# How to sell shares on LSE when I have the original paper certificate?



## RJV

Hi all, am hoping someone can assist with this issue.

When I left my long term Australian employer in 2008 I was issued with a (paper) share certificate for just over 10,000 shares (BP plc) which are listed on the London Stock Exchange.  I'm wanting to sell these now (value about AU$80,000) but its proving very difficult because of the paper certificate …. the shares are not held "electronically" on trust with a broker.  If they were then the sale becomes much easier.

I contacted ANZ Share Trading here in Melbourne and they are unable to help (I reckon they can, but they are not interested in helping).

I contacted a UK broker directly who required that I send the certificate, statutory declaration, and an enormous amount of certified ID and other documentation to them and they could then sell the shares for me but only if they could make payment into a UK bank account in my name (which I don't have, and cannot get).  So this was of no use.

I also contacted Capita Asset Services in the UK who play a role in managing BP plc's share scheme.  They could not assist but did give some useful advice - see email appended below.

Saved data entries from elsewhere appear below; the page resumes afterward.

PR #1884, opened 2024-01-03
feat: upgrade to Angular 17

timdeschryver:
I noticed some issues for Angular 17, and I had some time today so I created this PR.
Feel free to close if you were already working on this.
From my understanding this shouldn't be a breaking change.


.github/workflows/build.yml
```diff
@@ -22,7 +22,7 @@ jobs:
       - name: Setup Node.js
         uses: actions/setup-node@v2
         with:
-          node-version: 16
+          node-version: 20
```
timdeschryver, line 25: Because Angular dropped support for v16

.eslintrc.json
```diff
@@ -40,7 +40,8 @@
         "@typescript-eslint/ban-types": ["error"],
         "no-useless-escape": ["error"],
         "no-prototype-builtins": ["error"],
-        "prefer-spread": ["error"]
+        "prefer-spread": ["error"],
+        "@typescript-eslint/no-explicit-any": "off"
```
timdeschryver, line 44: It seems like this is enabled by default now, but there were too many issues to address.
Which would make this PR unclear and big, #1848 will resolve this and we can enable this rule back again within that PR.

.github/workflows/build.yml
```diff
@@ -140,15 +140,15 @@ jobs:
         working-directory: ./angular-auth-oidc-client-test
         run: sudo npm run build
 
-  AngularLatestVersionWithStandaloneSchematics:
+  AngularLatestVersionWithNgModuleSchematics:
```
timdeschryver, line 143: The default is updated to `standalone=true`.

.vscode/settings.json
```diff
@@ -1,7 +1,7 @@
 {
   "editor.codeActionsOnSave": {
-    "source.organizeImports": true,
-    "source.fixAll.eslint": true
+    "source.organizeImports": "explicit",
```
timdeschryver, line 3: VSCode updated these values automatically. I haven't checked but I assume this is "the new way".

angular.json
```diff
@@ -107,25 +107,25 @@
         "serve": {
           "builder": "@angular-devkit/build-angular:dev-server",
           "options": {
-            "browserTarget": "sample-code-flow-multi-iframe:build",
             "sslKey": "certs/dev_localhost.key",
             "sslCert": "certs/dev_localhost.pem",
-            "port": 4200
+            "port": 4200,
+            "buildTarget": "sample-code-flow-multi-iframe:build"
```
timdeschryver, line 113: These changes were made by `ng update`.

projects/schematics/src/ng-add/actions/add-standalone-import.ts
```diff
@@ -59,7 +59,7 @@ function addProvider(host: Tree, context: SchematicContext, configName: string,
 
 
   const change = insertImport(
-    source,
+    source as any, // Angular uses the TS 5.1 compiler internally for schematics?
```
timdeschryver, line 62: A quick-fix because I wasn't sure how to fix this the right way.

timdeschryver (commented):
I left some additional comments to highlight some changes.

pavankjadda:
@FabianGosebrink Will there be a new version that includes Angular 17 support?

PR #1919, opened 2024-03-25
refactor: replace any types

timdeschryver:
This PR updates some `any` types to its runtime type or to `unknown` for errors.
Some tests are also updates to replace a "magic string" that contains `any` within the string.


FabianGosebrink:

Can anyone give me some pointers please on how to sell these shares, or perhaps point me to an Australian broker who will genuinely assist?

Thanks in advance.

_It is our understanding that many overseas banks and stockbrokers first require the shares to be held in electronic form (CREST) before they can be sold. Unfortunately, as registrar, we do not offer this service. Many overseas stockbrokers or banks offer this service and will have representation in the UK via a Custodian or Nominee arrangement, or via Euroclear to help them facilitate this; therefore your stockbroker or bank in Australia should be able to liaise with a UK contact to transfer the shares to electronic form (CREST). _


----------



## ROE

Not sure but maybe contact the electronic share registry like CPU who maybe able to help
they should be able to take your certificate and convert to electronic holding


----------



## RJV

ROE said:


> Not sure but maybe contact the electronic share registry like CPU who maybe able to help
> they should be able to take your certificate and convert to electronic holding




Thanks.  If by "CPU" you mean "Computershare" it doesn't appear that they can help, as thy limit themselves to selling "Australian issuer-sponsored shares", see here :

https://www-au.computershare.com/investor/trade

This is really frustrating - I own an AU$80,000 parcel of shares which "the system" conspires to make it impossible to sell.  Do I have to fly to the UK and visit the London Stock Exchange to get this done?


----------



## skyQuake

RJV said:


> Thanks.  If by "CPU" you mean "Computershare" it doesn't appear that they can help, as thy limit themselves to selling "Australian issuer-sponsored shares", see here :
> 
> https://www-au.computershare.com/investor/trade
> 
> This is really frustrating - I own an AU$80,000 parcel of shares which "the system" conspires to make it impossible to sell.  Do I have to fly to the UK and visit the London Stock Exchange to get this done?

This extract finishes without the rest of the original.